For every record here, output an exact copy.

------ Dataset entries ------

PR #10669, opened 2021-08-25
[LEDGER-API-CLIENT] Allow to skip ledger id verification

realvictorprm:
if it only fails due to a missing token (given a user specified ledger id).

### Pull Request Checklist

trigger the build.

### DIFF
--- a/ledger/ledger-api-client/src/main/scala/com/digitalasset/ledger/client/LedgerClient.scala
+++ b/ledger/ledger-api-client/src/main/scala/com/digitalasset/ledger/client/LedgerClient.scala
@@ -3,6 +3,8 @@
 
 package com.daml.ledger.client
 
+import com.daml.grpc.GrpcException
+
 import java.io.Closeable
 import java.util.concurrent.TimeUnit
 
@@ -32,6 +34,7 @@ import io.grpc.stub.AbstractStub
 import io.grpc.{Channel, ManagedChannel}
 
 import scala.concurrent.{ExecutionContext, Future}
+import scala.util.{Failure, Success}
 
 final class LedgerClient private (
     val channel: Channel,
@@ -100,10 +103,28 @@ object LedgerClient {
     for {
       ledgerId <- new LedgerIdentityClient(
         stub(LedgerIdentityServiceGrpc.stub(channel), config.token)
-      )
-        .satisfies(config.ledgerIdRequirement)
+      ).satisfies(config.ledgerIdRequirement)
+        .transformWith {
+          case Success(Right(res)) =>
+            Future.successful(res)
+          case Success(Left(err)) =>
+            Future.failed(new IllegalArgumentException(err))
+          // This means we don't have a token for authorization
+          // such that ledger id verification is not possible.
+          // In this case we try to use the ledgerId we want to verify against which is hopefully provided
+          // via the config.
+          case Failure(e @ GrpcException.UNAUTHENTICATED()) =>
+            config.ledgerIdRequirement.optionalLedgerId
+              .map(LedgerId(_))
+              .fold(Future.failed[LedgerId](e))(Future.successful(_))
+          case Failure(t) => Future.failed(t)
+        }
     } yield {
-      new LedgerClient(channel, config, ledgerId)
+      new LedgerClient(
+        channel,
+        config,
+        ledgerId,
+      )
     }
   }
 
--- a/ledger/ledger-api-client/src/it/scala/com/digitalasset/ledger/client/LedgerClientAuthIT.scala
+++ b/ledger/ledger-api-client/src/it/scala/com/digitalasset/ledger/client/LedgerClientAuthIT.scala
@@ -18,6 +18,7 @@ import com.daml.platform.sandboxnext.SandboxNextFixture
 import org.scalatest.Inside
 import org.scalatest.matchers.should.Matchers
 import org.scalatest.wordspec.AsyncWordSpec
+import scalaz.syntax.tag._
 
 final class LedgerClientAuthIT
     extends AsyncWordSpec
@@ -86,7 +87,7 @@ final class LedgerClientAuthIT
       }
     }
 
-    "it does not have a token" should {
+    "it does not have a token & no ledgerIdRequirement specified" should {
       "fail to construct" in {
         for {
           exception <- LedgerClient(channel, ClientConfigurationWithoutToken).failed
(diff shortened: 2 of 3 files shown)


ledger/ledger-api-client/src/main/scala/com/digitalasset/ledger/client/LedgerClient.scala
```diff
@@ -100,10 +103,28 @@ object LedgerClient {
     for {
       ledgerId <- new LedgerIdentityClient(
         stub(LedgerIdentityServiceGrpc.stub(channel), config.token)
-      )
-        .satisfies(config.ledgerIdRequirement)
+      ).satisfies(config.ledgerIdRequirement)
```
cocreature, line 106: how do you set the ledger id in the JSON API on startup for this to work out? Currently users do not have to specify one and forcing this is both clunky and backwards compat breaking.

cocreature: actually I think I’m even more confused. You are not actually skipping the call to the ledger identity service so how does this work without a ledger id?

realvictorprm: We try to verify the ledger id first (Which so far my understanding is should also work without token) and if that fails due to an auth error we just pick up the ledger id the user specified.

I still think about better ways to solve this without invasive changes.

ledger/ledger-api-client/src/main/scala/com/digitalasset/ledger/client/LedgerClient.scala
```diff
@@ -100,10 +103,28 @@ object LedgerClient {
...
+        .transformWith {
+          case Success(Right(res)) =>
+            Future.successful(res)
+          case Success(Left(err)) =>
+            Future.failed(new IllegalArgumentException(err))
+          // This means we don't have a token for authorization
+          // such that ledger id verification is not possible.
+          // In this case we try to use the ledgerId we want to verify against which is hopefully provided
+          // via the config.
+          case Failure(e @ GrpcException.UNAUTHENTICATED()) =>
```
cocreature, line 116: how do you set the ledger id in the JSON API on startup for this to work out? Currently users do not have to specify one and forcing this is both clunky and backwards compat breaking.

ledger/ledger-api-client/src/main/scala/com/digitalasset/ledger/client/LedgerClient.scala
cocreature: sorry reshuffled my comment to the right place I misread the code first. I think it still applies though.

ledger/ledger-api-client/src/main/scala/com/digitalasset/ledger/client/LedgerClient.scala
cocreature: @realvictorprm currently the JSON API does not set `optionalLedgerId` on startup so this is not going to work without changing that.

realvictorprm: Shouldn't this be backward compatible, because prior in the case of unauthenticated the application would have failed? My changes just add an avenue to handle this without crashing.

realvictorprm: > @realvictorprm currently the JSON API does not set optionalLedgerId on startup so this is not going to work without changing that.

I initially planned to add that change in my PR which removes the token file, however I can already add it in this PR.

ledger/ledger-api-client/src/main/scala/com/digitalasset/ledger/client/LedgerClient.scala
stefanobaghino-da: > Which so far my understanding is should also work without token

No, `satisfies` does eagerly call the `LedgerIdentityService`. What changes is whether or not the user-provided ledger identifier will be compared with the actual one. If the Ledger API requires calls to be authorized, the `LedgerIdentityService` requires it as well.

> we just pick up the ledger id the user specified

This would require to know the ledger identifier beforehand, which we cannot rely upon.

ledger/ledger-api-client/src/main/scala/com/digitalasset/ledger/client/LedgerClient.scala
cocreature: It works if you keep the package token where we will never hit this. What I’m trying to say is that this does not help you without the package token:
1. In that case you cannot query for the ledger id.
2. You also don’t know it on startup since users do not specify it and I don’t think they should have to (clunky & backwards compat breaking unless you still want to support the case where someone specifies a package token).

realvictorprm: OK I see the point for the remove-token-file PR. That change would force users to instead of specifying the token file, to specify the ledger id.

realvictorprm: Geez, I already have locally a non working version where I made the ledger id optional, however that is causing a shit-ton of changes across the whole code base.

stefanobaghino-da (commented):
This approach won't work unfortunately. I believe a possible approach is to make the services `lazy`, add a `lazy val ledgerId` and have the (private) constructor accept a function to retrieve the ledger identifier that will be invoked when the `ledgerId` is first accessed.

Does this make sense?

stefanobaghino-da:
> Allow to skip ledger id verification

Rather than skipping ledger id verification, I think the point is to rather delay calling the `LedgerIdentityService` until the ledger id is actually needed (that is, when a service which requires it -- like the `PackageService` -- is used to perform a call).

realvictorprm:
shooo Mergify :P

cocreature:
> This approach won't work unfortunately. I believe a possible approach is to make the services `lazy`, add a `lazy val ledgerId` and have the (private) constructor accept a function to retrieve the ledger identifier that will be invoked when the `ledgerId` is first accessed.
> 
> Does this make sense?

alternatively you can keep the services strict but make the ledger id passed to them optional. In that scenario you never need to call the ledger identity service. It is really only used for two purposes:
1. Validate that the one passed on a specific request matches the one we got on startup. We can simply skip that check and let the ledger blow up server side.
2. On some services we have convenience methods that don’t require you to pass in the ledger id and instead use the one we already know. We could add the ledger id as an extra optional parameter to these and then use the global ledger id, the one passed to the request or error out if neither is specified (and if both are specified error out if they mismatch).

This is backwards compatible and it works well for the JSON API since we know the ledger id on each request by virtue of having it in the token.

realvictorprm:
Will continue working then on my initial approach which I only have offline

------

• [Solution to the problem]
PR #10669, opened 2021-08-25
[LEDGER-API-CLIENT] Allow to skip ledger id verification

realvictorprm:
if it only fails due to a missing token (given a user specified ledger id).

### Pull Request Checklist

trigger the build.

### DIFF
--- a/ledger/ledger-api-client/src/main/scala/com/digitalasset/ledger/client/LedgerClient.scala
+++ b/ledger/ledger-api-client/src/main/scala/com/digitalasset/ledger/client/LedgerClient.scala
@@ -3,6 +3,8 @@
 
 package com.daml.ledger.client
 
+import com.daml.grpc.GrpcException
+
 import java.io.Closeable
 import java.util.concurrent.TimeUnit
 
@@ -32,6 +34,7 @@ import io.grpc.stub.AbstractStub
 import io.grpc.{Channel, ManagedChannel}
 
 import scala.concurrent.{ExecutionContext, Future}
+import scala.util.{Failure, Success}
 
 final class LedgerClient private (
     val channel: Channel,
@@ -100,10 +103,28 @@ object LedgerClient {
     for {
       ledgerId <- new LedgerIdentityClient(
         stub(LedgerIdentityServiceGrpc.stub(channel), config.token)
-      )
-        .satisfies(config.ledgerIdRequirement)
+      ).satisfies(config.ledgerIdRequirement)
+        .transformWith {
+          case Success(Right(res)) =>
+            Future.successful(res)
+          case Success(Left(err)) =>
+            Future.failed(new IllegalArgumentException(err))
+          // This means we don't have a token for authorization
+          // such that ledger id verification is not possible.
+          // In this case we try to use the ledgerId we want to verify against which is hopefully provided
+          // via the config.
+          case Failure(e @ GrpcException.UNAUTHENTICATED()) =>
+            config.ledgerIdRequirement.optionalLedgerId
+              .map(LedgerId(_))
+              .fold(Future.failed[LedgerId](e))(Future.successful(_))
+          case Failure(t) => Future.failed(t)
+        }
     } yield {
-      new LedgerClient(channel, config, ledgerId)
+      new LedgerClient(
+        channel,
+        config,
+        ledgerId,
+      )
     }
   }
 
--- a/ledger/ledger-api-client/src/it/scala/com/digitalasset/ledger/client/LedgerClientAuthIT.scala
+++ b/ledger/ledger-api-client/src/it/scala/com/digitalasset/ledger/client/LedgerClientAuthIT.scala
@@ -18,6 +18,7 @@ import com.daml.platform.sandboxnext.SandboxNextFixture
 import org.scalatest.Inside
 import org.scalatest.matchers.should.Matchers
 import org.scalatest.wordspec.AsyncWordSpec
+import scalaz.syntax.tag._
 
 final class LedgerClientAuthIT
     extends AsyncWordSpec
@@ -86,7 +87,7 @@ final class LedgerClientAuthIT
       }
     }
 
-    "it does not have a token" should {
+    "it does not have a token & no ledgerIdRequirement specified" should {
       "fail to construct" in {
         for {
           exception <- LedgerClient(channel, ClientConfigurationWithoutToken).failed
(diff shortened: 2 of 3 files shown)


ledger/ledger-api-client/src/main/scala/com/digitalasset/ledger/client/LedgerClient.scala
```diff
@@ -100,10 +103,28 @@ object LedgerClient {
     for {
       ledgerId <- new LedgerIdentityClient(
         stub(LedgerIdentityServiceGrpc.stub(channel), config.token)
-      )
-        .satisfies(config.ledgerIdRequirement)
+      ).satisfies(config.ledgerIdRequirement)
```
cocreature, line 106: how do you set the ledger id in the JSON API on startup for this to work out? Currently users do not have to specify one and forcing this is both clunky and backwards compat breaking.

cocreature: actually I think I’m even more confused. You are not actually skipping the call to the ledger identity service so how does this work without a ledger id?

realvictorprm: We try to verify the ledger id first (Which so far my understanding is should also work without token) and if that fails due to an auth error we just pick up the ledger id the user specified.

I still think about better ways to solve this without invasive changes.

ledger/ledger-api-client/src/main/scala/com/digitalasset/ledger/client/LedgerClient.scala
```diff
@@ -100,10 +103,28 @@ object LedgerClient {
...
+        .transformWith {
+          case Success(Right(res)) =>
+            Future.successful(res)
+          case Success(Left(err)) =>
+            Future.failed(new IllegalArgumentException(err))
+          // This means we don't have a token for authorization
+          // such that ledger id verification is not possible.
+          // In this case we try to use the ledgerId we want to verify against which is hopefully provided
+          // via the config.
+          case Failure(e @ GrpcException.UNAUTHENTICATED()) =>
```
cocreature, line 116: how do you set the ledger id in the JSON API on startup for this to work out? Currently users do not have to specify one and forcing this is both clunky and backwards compat breaking.

ledger/ledger-api-client/src/main/scala/com/digitalasset/ledger/client/LedgerClient.scala
cocreature: sorry reshuffled my comment to the right place I misread the code first. I think it still applies though.

ledger/ledger-api-client/src/main/scala/com/digitalasset/ledger/client/LedgerClient.scala
cocreature: @realvictorprm currently the JSON API does not set `optionalLedgerId` on startup so this is not going to work without changing that.

realvictorprm: Shouldn't this be backward compatible, because prior in the case of unauthenticated the application would have failed? My changes just add an avenue to handle this without crashing.

realvictorprm: > @realvictorprm currently the JSON API does not set optionalLedgerId on startup so this is not going to work without changing that.

I initially planned to add that change in my PR which removes the token file, however I can already add it in this PR.

ledger/ledger-api-client/src/main/scala/com/digitalasset/ledger/client/LedgerClient.scala
stefanobaghino-da: > Which so far my understanding is should also work without token

No, `satisfies` does eagerly call the `LedgerIdentityService`. What changes is whether or not the user-provided ledger identifier will be compared with the actual one. If the Ledger API requires calls to be authorized, the `LedgerIdentityService` requires it as well.

> we just pick up the ledger id the user specified

This would require to know the ledger identifier beforehand, which we cannot rely upon.

ledger/ledger-api-client/src/main/scala/com/digitalasset/ledger/client/LedgerClient.scala
cocreature: It works if you keep the package token where we will never hit this. What I’m trying to say is that this does not help you without the package token:
1. In that case you cannot query for the ledger id.
2. You also don’t know it on startup since users do not specify it and I don’t think they should have to (clunky & backwards compat breaking unless you still want to support the case where someone specifies a package token).

realvictorprm: OK I see the point for the remove-token-file PR. That change would force users to instead of specifying the token file, to specify the ledger id.

realvictorprm: Geez, I already have locally a non working version where I made the ledger id optional, however that is causing a shit-ton of changes across the whole code base.

stefanobaghino-da (commented):
This approach won't work unfortunately. I believe a possible approach is to make the services `lazy`, add a `lazy val ledgerId` and have the (private) constructor accept a function to retrieve the ledger identifier that will be invoked when the `ledgerId` is first accessed.

Does this make sense?

stefanobaghino-da:
> Allow to skip ledger id verification

Rather than skipping ledger id verification, I think the point is to rather delay calling the `LedgerIdentityService` until the ledger id is actually needed (that is, when a service which requires it -- like the `PackageService` -- is used to perform a call).

realvictorprm:
shooo Mergify :P

cocreature:
> This approach won't work unfortunately. I believe a possible approach is to make the services `lazy`, add a `lazy val ledgerId` and have the (private) constructor accept a function to retrieve the ledger identifier that will be invoked when the `ledgerId` is first accessed.
> 
> Does this make sense?

alternatively you can keep the services strict but make the ledger id passed to them optional. In that scenario you never need to call the ledger identity service. It is really only used for two purposes:
1. Validate that the one passed on a specific request matches the one we got on startup. We can simply skip that check and let the ledger blow up server side.
2. On some services we have convenience methods that don’t require you to pass in the ledger id and instead use the one we already know. We could add the ledger id as an extra optional parameter to these and then use the global ledger id, the one passed to the request or error out if neither is specified (and if both are specified error out if they mismatch).

This is backwards compatible and it works well for the JSON API since we know the ledger id on each request by virtue of having it in the token.

realvictorprm:
Will continue working then on my initial approach which I only have offline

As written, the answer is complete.